The rebuilding of the hospital was procured under a Private Finance Initiative contract in 1999. The works were designed by the Percy Thomas Partnership and carried out by Bouygues at a cost of £54 million. They were completed in February 2002 and the new facilities were opened by the Princess Royal in February 2003. Barnet General Hospital became Barnet Hospital at that time.

The new facilities provided include accident and emergency care, intensive care, internal medicine, surgery, gynecology, orthopaedics, anesthetics, haematology, stroke medicine, dermatology, paediatrics and genito-urinary medicine.

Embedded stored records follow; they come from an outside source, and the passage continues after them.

PR #1404, opened 2026-04-27
fix: preserve shell execution status across cuabot and computer-server

### LINKED ISSUE #1403: cuabot shell execution loses exit status and timeout semantics
## Summary

`libs/cuabot` currently flattens shell execution results in a way that makes failed commands look successful. This affects both the daemon API and the `cuabot --bash` CLI.

## Confirmed behavior

- `libs/cuabot/src/cuabotd.ts` returns only `{ stdout, stderr, pid? }` from `execInContainer()`.
- Synchronous shell execution keeps only `stdout` and `stderr`, and does not return `exit_code`, `success`, or timeout metadata.
- Failed shell commands are compressed into `{ stdout, stderr }`, losing `err.code`, `err.killed`, and timeout information.
- `cuabot --bash "exit 42"` exits locally with status `0`.
- `cuabot --bash "sleep 65; echo after"` times out without a structured timeout result.
- Browser/GUI startup env only sets `DISPLAY=:100`; it does not explicitly set `USER`, `LOGNAME`, `HOME`, `XAUTHORITY`, or `XDG_RUNTIME_DIR`.

## Reproduction

Examples observed locally:

```sh
cuabot --bash "exit 42"
echo $?
# expected: 42 or non-zero
# actual: 0

cuabot --bash "which firefox"
# remote command exits 1 when not found, but API does not expose structured exit code

cuabot --bash "sleep 65; echo after"
# expected: structured timeout / non-zero result
# actual: empty stdout/stderr without timeout metadata
```

## Expected contract

Shell execution should return structured status, for example:

```ts
{
  stdout: string,
  stderr: string,
  exit_code: number | null,
  success: boolean,
  timed_out?: boolean,
  signal?: string,
  pid?: number
}
```

The CLI should also use this status:

- `success=false` should exit non-zero.
- Non-zero remote `exit_code` should propagate or map to non-zero.
- Timeouts should produce a non-zero local exit code and explicit timeout output.

## Notes

The Python `cua-sandbox` layer already has some failure/timeout handling tests and result-shape protections, so this appears to be specifically in the cuabot shell/GUI execution contract rather than the entire SDK shell API.

zouyonghe:
## Summary

This is a shell execution correctness fix, not just a cuabot UX change. Today a command can fail or time out while outer tooling still treats the invocation as success or loses the real exit status.

- Preserve structured shell execution status across `cuabotd`, the client, and the CLI with `exit_code`, `success`, `timed_out`, `signal`, and `pid`.
- Propagate non-zero exits and timeouts from `cuabot --bash` back to the local CLI exit status.
- Align `computer-server` `run_command()` semantics so `success` reflects `return_code == 0`, and set a fuller GUI shell environment for container commands.

Fixes #1403.

## Verification

- `pnpm exec node --import tsx --test src/bashResult.test.ts`
- `pnpm run build`
- `uv run pytest libs/python/computer-server/tests/test_server.py -q`
- `uv run ruff check libs/python/computer-server/computer_server/handlers/base.py libs/python/computer-server/tests/test_server.py`
- `cuabot --bash "exit 42"` exits with `42`
- missing command returns `exit_code: 127`, `success: false`
- timeout returns `exit_code: 124`, `success: false`, `timed_out: true`
- shell env includes `DISPLAY`, `USER`, `LOGNAME`, `HOME`, `XDG_RUNTIME_DIR`, `XAUTHORITY`

## Summary by CodeRabbit

* **Bug Fixes**
  * Improved bash command execution with proper exit code propagation to the CLI
  * Enhanced timeout detection and signal handling for container-based commands
  * Better error reporting for failed command execution scenarios

* **Tests**
  * Added comprehensive test coverage for bash execution results and utilities
  * Added test coverage for command failure handling

### DIFF
--- a/libs/cuabot/src/bashResult.test.ts
+++ b/libs/cuabot/src/bashResult.test.ts
@@ -1,6 +1,12 @@
 import assert from 'node:assert/strict';
 import test from 'node:test';
-import { bashResultFromExecError, buildContainerScript, exitCodeForBashResult } from './bashResult.js';
+import {
+  bashResultFromBackgroundLaunch,
+  bashResultFromExecError,
+  buildContainerScript,
+  buildDockerExecScriptCommand,
+  exitCodeForBashResult,
+} from './bashResult.js';
 
 test('buildContainerScript sets GUI user environment', () => {
   const script = buildContainerScript('firefox');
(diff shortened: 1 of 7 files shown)


zouyonghe:
This is worth treating as a cross-stack shell execution correctness fix, not a cuabot-only cleanup. Right now a command can fail, time out, or exit non-zero while outer tooling still sees success or loses the real execution state.

That affects the reliability of any wrapper, agent flow, or automation path built on top of these interfaces. The patch is small, but it closes a contract gap across `cuabotd`, the client and CLI layer, and `computer-server`, especially around exit-code propagation and `success` semantics.

Would appreciate quick follow-up here. This sits on a critical execution path, and the current behavior makes shell results harder to trust than they should be.

zouyonghe:
This PR has been open for several months and current upstream main still does not include the shell execution status fix.

I opened a fresh issue and PR rebased against current main:

- Issue: #1866
- Replacement PR: #1867

The new PR keeps the same intent from #1403 and this PR, but applies the minimal fix on top of current main with targeted regression tests. I think this stale PR can be closed in favor of #1867.

zouyonghe:
Closing as stale. This has been superseded by the fresh issue and PR against current main:

- Issue: #1866
- Replacement PR: #1867

PR #1495, opened 2026-05-13
fix(agent): handle zero coordinates in predict_click

xronocode:
## Summary

Small fix for #1400 — `predict_click` silently returned `None` when either `x` or `y` was `0`, since the existing truthiness check treated `0` as falsy.

**Before:** `if action.get("x") and action.get("y")`
**After:** `if action.get("x") is not None and action.get("y") is not None`

## Changes

- **`libs/python/agent/cua_agent/loops/anthropic.py`** — one-line fix at the coordinate validation check
- **`libs/python/agent/tests/test_predict_click.py`** — 5 regression tests covering `(0, y)`, `(x, 0)`, `(0, 0)`, normal coordinates, and no-click response

## Testing

All 29 tests pass (24 existing + 5 new):

- `test_predict_click_x_zero` — click at (0, 300) returns `(0, 300)`, not `None`
- `test_predict_click_y_zero` — click at (500, 0) returns `(500, 0)`, not `None`
- `test_predict_click_both_zero` — click at (0, 0) returns `(0, 0)`, not `None`
- `test_predict_click_normal_coordinates` — click at (512, 384) works as before
- `test_predict_click_no_click_action` — text-only response returns `None`

Happy to adjust anything — thanks for the great project!

## Summary by CodeRabbit

* **Bug Fixes**
  * Fixed click coordinate extraction to correctly handle zero values (e.g., clicks at position `(0, 0)` or with `x=0`/`y=0`).

* **Tests**
  * Added regression tests to ensure click coordinate handling works correctly for zero and non-zero coordinate values.

[Review Change Stack](https://app.coderabbit.ai/change-stack/trycua/cua/pull/1495)

### DIFF
--- a/libs/python/agent/cua_agent/loops/anthropic.py
+++ b/libs/python/agent/cua_agent/loops/anthropic.py
@@ -1947,7 +1947,7 @@ Task: Click {instruction}. Output ONLY a click action on the target element.""",
             ):
 
                 action = item["action"]
-                if action.get("x") and action.get("y"):
+                if action.get("x") is not None and action.get("y") is not None:
                     x = action.get("x")
                     y = action.get("y")
                     return (int(x), int(y))
--- a/libs/python/agent/tests/test_predict_click.py
+++ b/libs/python/agent/tests/test_predict_click.py
@@ -1,0 +1,132 @@
+"""Tests for predict_click handling of zero coordinates.
+
+Regression test for https://github.com/trycua/cua/issues/1400
+"""
+
+from unittest.mock import AsyncMock, patch
+
+import pytest
+
+MINIMAL_PNG_B64 = (
+    "iVBORw0KGgoAAAANSUhEUgAAAAEAAAABCAYAAAAfFcSJ"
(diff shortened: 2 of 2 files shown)


hippoley:
I've reproduced this bug and traced the root cause.

In loops/anthropic.py, predict_click uses a truthiness check — Python treats 0 as falsy, so clicks at x=0 or y=0 silently return None. The openai.py loop already uses the correct is not None pattern. PR coming shortly.

hippoley:
Traced the root cause and opened a fix in #1554.

The Anthropic loop's `predict_click()` used a truthiness check:
```python
```
Python treats `0` as falsy, so clicks at `x=0` (left screen edge) or `y=0` (top screen edge) silently returned `None`. The `openai.py` loop already used the correct `is not None` pattern. PR #1554 aligns the Anthropic loop to match, with 6 regression tests.

xronocode:
Thanks for picking this up in #1554, @hippoley! Closing this one in favour of yours — same root cause (truthiness check on zero coordinates in `predict_click`). Happy to help review if needed.

PR #1500, opened 2026-05-13
[codex] Fix TypeScript computer test contract and reconnect

### LINKED ISSUE #1499: TypeScript computer tests fail for file byte transport and reconnect after disconnect
Closed in favor of a replacement issue created via local `gh` from the intended contributor account (`iqdoctor`).

Original body:

## Summary

`libs/typescript/computer` currently has failing Vitest coverage on `main` after installing the workspace and building `@trycua/core`/`@trycua/computer`.

## Repro

```bash
cd libs/typescript
pnpm install
pnpm build
pnpm --filter @trycua/computer test --run
```

Observed result before the fix:

- 50 tests pass
- 5 tests fail in `tests/interface/macos.test.ts`

## Root cause

There are two separate issues:

1. The file-operation tests are stale. `MacOSComputerInterface.readText()` and `writeText()` intentionally go through `readBytes()` / `writeBytes()` so they share the byte transport path used by the Python generic interface. That byte transport carries `offset: 0` and `append: false` defaults, but the tests still expect direct `read_text` / `write_text` commands.
2. `BaseComputerInterface.connect()` mishandles reconnect after an explicit `disconnect()`. When the socket is closed, it creates a new `WebSocket` and immediately returns after `authenticate()`, without waiting for the new socket's `open` event. The next command can then call `send()` while the socket is still `CONNECTING`.

## Expected

- Tests should assert the byte transport contract used by the current TS and Python generic interfaces.
- Reconnect should wait until the recreated WebSocket is open before command dispatch.

I have a small patch ready that updates the stale test expectations and fixes `connect()` to wait for `open` on recreated sockets.

ybratec:
Closed in favor of a replacement PR created via local `gh` from the intended contributor account (`iqdoctor`).

Original body:

## Summary

- fixes `BaseComputerInterface.connect()` so reconnect after a closed socket waits for the recreated WebSocket to open before sending commands
- updates `MacOSComputerInterface` tests to assert the current byte-transport file contract used by TS and Python generic interfaces
- covers default `offset: 0` and `append: false` transport parameters

Closes #1499.

## Validation

```bash
cd libs/typescript
pnpm --filter @trycua/computer test --run
pnpm --filter @trycua/computer typecheck
pnpm --filter @trycua/core test --run
pnpm --filter @trycua/agent test --run
pnpm build
pnpm exec prettier --check computer/src/interface/base.ts computer/tests/interface/macos.test.ts
pnpm -r typecheck
```

Not run: `pnpm -r test`, because `@trycua/playground` has no test files and exits nonzero.

### DIFF
--- a/libs/typescript/computer/src/interface/base.ts
+++ b/libs/typescript/computer/src/interface/base.ts
@@ -65,15 +65,28 @@ export abstract class BaseComputerInterface {
     this.telemetry = new Telemetry();
     this.sessionId = uuidv4();
 
-    // Initialize WebSocket with headers if needed
+    // Create the WebSocket instance
+    this.ws = this.createWebSocket();
+  }
+
+  private createWebSocket(): WebSocket {
     const headers: { [key: string]: string } = {};
     if (this.apiKey && this.vmName) {
       headers['X-API-Key'] = this.apiKey;
       headers['X-VM-Name'] = this.vmName;
     }
 
-    // Create the WebSocket instance
-    this.ws = new WebSocket(this.wsUri, { headers });
+    const ws = new WebSocket(this.wsUri, { headers });
+    ws.on('close', () => {
+      if (!this.closed && this.ws === ws) {
+        setTimeout(() => {
+          void this.connect().catch((error) => {
+            this.logger.error(`Error reconnecting websocket: ${JSON.stringify(error)}`);
+          });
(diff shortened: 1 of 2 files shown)


iqdoctor:
Closing and reopening from the local gh account (iqdoctor) so authorship matches the contributor account.

PR #1515, opened 2026-05-14
fix(agent): use is not None check in predict_click for zero coordinates

### LINKED ISSUE #1400: fix: predict_click returns None for zero coordinates (x=0 or y=0)

zhoufengen:
## Summary

`AnthropicHostedToolsConfig.predict_click` uses a Python truthiness check to validate click coordinates:

```python
```

This silently returns `None` when either coordinate is `0` (falsy in Python). Valid edge-of-screen clicks at `x=0` or `y=0` are incorrectly discarded.

## Changes

Replace the truthiness check with an explicit `None` check in `libs/python/agent/cua_agent/loops/anthropic.py`:

```python
# Before (buggy)

# After (fixed)
if action.get("x") is not None and action.get("y") is not None:
```

This matches the pattern already used in the OpenAI loop (`openai.py:401`).

## Testing

Added `libs/python/agent/tests/test_predict_click_zero_coords.py` with 6 tests:

- Confirm the old truthiness check drops `x=0`, `y=0`, and `(0, 0)` (regression proof)
- Confirm the fix returns correct coordinates for all three cases
- Non-zero coordinates still work
- Returns `None` when no `computer_call` in response
- Source file contains the `is not None` check (not the old buggy pattern)

Run with:
```bash
pytest libs/python/agent/tests/test_predict_click_zero_coords.py -v
```

tests pass

## Related Issues

Fixes #1400

## Summary by CodeRabbit

* **Bug Fixes**
  * Fixed click coordinate detection to properly handle zero-value coordinates (0, 0) that were previously treated as invalid.

* **Tests**
  * Added regression tests to verify zero-coordinate handling and prevent future regressions.

[Review Change Stack](https://app.coderabbit.ai/change-stack/trycua/cua/pull/1515)

### DIFF
--- a/libs/python/agent/cua_agent/loops/anthropic.py
+++ b/libs/python/agent/cua_agent/loops/anthropic.py
@@ -1947,7 +1947,7 @@ Task: Click {instruction}. Output ONLY a click action on the target element.""",
             ):
 
                 action = item["action"]
-                if action.get("x") and action.get("y"):
+                if action.get("x") is not None and action.get("y") is not None:
                     x = action.get("x")
                     y = action.get("y")
                     return (int(x), int(y))
--- a/libs/python/agent/tests/test_predict_click_zero_coords.py
+++ b/libs/python/agent/tests/test_predict_click_zero_coords.py
@@ -1,0 +1,92 @@
+"""Tests for predict_click zero-coordinate fix (issue #1400).
+
+These tests verify the coordinate-extraction logic in
+AnthropicHostedToolsConfig.predict_click directly, without requiring the full
+cua_agent import chain (which needs cua-computer, cua-core, etc.).
+"""
+import pytest
+
+
+def _extract_click_coords_old(responses_items):
+    """Buggy implementation: falsy check silently drops x=0 or y=0."""
+    for item in responses_items:
+        if (
+            isinstance(item, dict)
+            and item.get("type") == "computer_call"
+            and isinstance(item.get("action"), dict)
+        ):
+            action = item["action"]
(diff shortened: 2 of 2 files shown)


hippoley:
Same root cause as #1495 — fixed in the same PR. The is not None check handles zero coordinates correctly.

hippoley:
Same root cause as #1495 — fixed in #1554 with `is not None` checks and regression tests.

Since July 2014, the hospital has been part of the Royal Free London NHS Foundation Trust along with Chase Farm Hospital.

==Transport links==
Barnet Hospital is served by London Buses routes 107, 263, 307, 384, school routes 606, 634, night route N20 and non-TfL routes 614 and 243. The closest Underground station is High Barnet, which is a 25-minute walk away. On site parking has been highlighted by Which? as having the highest minimum charge in the country.

==CQC evaluation==
The Care Quality Commission rated Barnet General Hospital as "good" overall in August 2016. The findings of the report are summarised in the table below:

|  | Safe | Effective | Caring | Responsive | Well-led | Overall |
|---|---|---|---|---|---|---|
| Urgent and emergency services | Good | Good | Good | Good | Good | Good |
| Medical care | Good | Good | Good | Good | Good | Good |
| Surgery | Good | Good | Good | Good | Good | Good |
| Critical care | Good | Good | Good | Requires improvement | Good | Good |
| Maternity and gynaecology | Good | Good | Good | Good | Good | Good |
| Services for children and young people | Good | Good | Good | Good | Good | Good |
| End of life care | Good | Good | Good | Good | Good | Good |
| Outpatients and diagnostic imaging | Good | Not rated | Good | Good | Good | Good |
| Overall | Good | Good | Good | Good | Good | Good |

==Abuse inquiries==
In November 2013, the Health Secretary Jeremy Hunt announced that Barnet Hospital was being investigated in relation to the Jimmy Savile sexual abuse scandal. The subsequent NHS and DoH investigation concluded that following an extensive search of Trust and public archives, the investigating team found no record of JS being involved with BH, either through fund raising events, VIP visits or charitable donations.